Vena porta yang terbentuk dari vena lienalis dan vena mesenterica superior,
mengantarkan empat perlima darahnya ke hepar; darah ini mempunyai
kejenuhan oksigen hanya 70% sebab beberapa oksigen telah diambil oleh
limpa dan usus. Darah vena porta membawa zat makanan ke hepar yang telah
diabsorbsi oleh mukosa usus halus. Vena hepatica mengembalikan darah dari
hati ke vena cava inferior. Di dalam vena hepatica tidak terdapat katup.
Saluran empedu terbentuk dari penyatuan kapiler-kapiler empedu yang
mengumpulkan empedu yang mengumpulkan empedu dari sel hepatosit.
Maka terdapat 4 pembuluh darah utama yang menjelajahi seluruh hepar, 2
6
yang masuk ke hepar yaitu arteri hepatica dan vena porta, dan 2 yang keluar
dari hepar yaitu vena hepatica dan saluran empedu (Pearce, 2006).
C. FISIOLOGI HEPAR
Fungsi hepar bersangkutan dengan metabolisme tubuh khususnya
mengenai pengaruhnya atas makanan dan darah. Hepar merupakan pabrik
kimia terbesar dalam tubuh karena menjadi perantara metabolisme artinya
mengubah zat makanan yang diabsorbsi dari usus dan yang disimpan di suatu
tempat di dalam tubuh, guna dibuat sesuai untuk pemakaiannya di dalam
jaringan. Hepar juga mengubah zat buangan dan bahan racun untuk dibuat
mudah untuk ekskresi ke saluran empedu dan urin. Hepar juga mempunyai
fungsi glikogenik karena dirangsang oleh kerja suatu enzim maka sel hepatosit
menghasilkan glikogen dari konsentrasi glukosa yang diambil dari makanan
hidrat karbon. Zat ini disimpan sementara oleh sel hepatosit dan diubah
kembali menjadi glukosa oleh kerja enzim bila diperlukan oleh jaringan tubuh.

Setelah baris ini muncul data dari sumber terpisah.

PR #3002, opened 2026-07-16
fix: propagate dotted only/exclude paths correctly when Nested schema is an instance

Praveenkumar76:


sloria:
just checking: have you read our AI policy? https://github.com/marshmallow-code/.github/blob/main/AI_POLICY.md

sloria:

Karena fungsi ini maka hepar membantu supaya kadar gula yang normal
dalam darah yaitu 80-100 mg glukosa setiap 100 cc darah dapat
dipertahankan. Akan tetapi fungsi ini dikendalikan oleh sekresi dari pankreas,
yaitu insulin. Hepar juga dapat mengubah asa amino menjadi glukosa (Pearce,
2006).
Beberapa dari unsur susunan empedu, misalnya garam empedu, dibuat
dalam hepar; unsur lain misalnya pigmen empedu dibentuk di dalam sistem
retikulo-endotelium dan dialirkan ke dalam empedu oleh hati. Hepar
menerima asam amino yang diabsorbsi oleh darah. Di dalam hati terjadi
deaminasi oleh sel, artinya nitrogen dipisahkan dari bagian asam amino, dan
amonia diubah menjadi ureum. Ureum dapat dikeluarkan dari daerah oleh
ginjal dan diekskresikan ke dalam urin (Pearce, 2006).
Hepar menyiapkan lemak untuk pemecahannya terakhir menjadi hasil
akhir asam karbonat dan air. Garam empedu yang dihasilkan oleh hati adalah
penting untuk pencernaan dan absorbsi lemak. Kekurangan garam empedu
mengurangi absorbsi lemak dan karena itu dapat berjalan tanpa perubahan
7
masuk feses seperti yang terjadi pada beberapa gangguan pencernaan pada
anak, pada penyakit coeliac, seriawa tropik dan gangguan tertentu pada
pankreas (Pearce, 2006).
Hepar juga bersangkutan dengan isi normal darah :
a) Hepar membentuk sel darah merah pada masa hidup janin
b) Hepar berperan dalam penghancuran sel darah merah
c) Menyimpan hematin yang diperlukan untuk penyempurnaan sel darah
merah baru
d) Membuat sebagian besar dari protein plasma
e) Membersihkan bilirubin dari darah
f) Berkenaan dengan penghasilan protrombin dan fibrinogen yang perlu
untuk penggumpalan darah
Penyimpanan dan penyebaran berbagai bahan, termasuk glikogen,
lemak, vitamin dan besi. Vitamin A dan D yang dapat larut lemak disimpan di
dalam hepar, maka itulah mengapa minyak hati merupakan sumber vitamin ini
yang begitu baik. Hepar membantu mempertahankan suhu tubuh sebab
luasnya organ dan banyaknya kegiatan metabolik yang berlangsung
mengakibatkan darah yang mengalir melalui organ itu naik suhunya. Hepar
juga memiliki fungsi detoksikasi. Beberapa obat tidur dan dan alkohol dapat
dimusnahkan sama sekali oleh hepar; tetapi dalam dosis besar obat bius dapat
merusak sel hepar (Pearce, 2006).
D. ETIOLOGI HEPATITIS FULMINAN
Hepatitis fulminan paling sering merupakan komplikasi hepatitis virus
(A, B, D, E , mungkin C, dan lain-lain). Risiko tinggi hepatitis fulminan yang
tidak biasa terjadi pada orang muda yang menderita infeksi campuran dengan
hepatitis virus B (HBV) dan hepatitis D. Mutasi pada daerah piranti (precore)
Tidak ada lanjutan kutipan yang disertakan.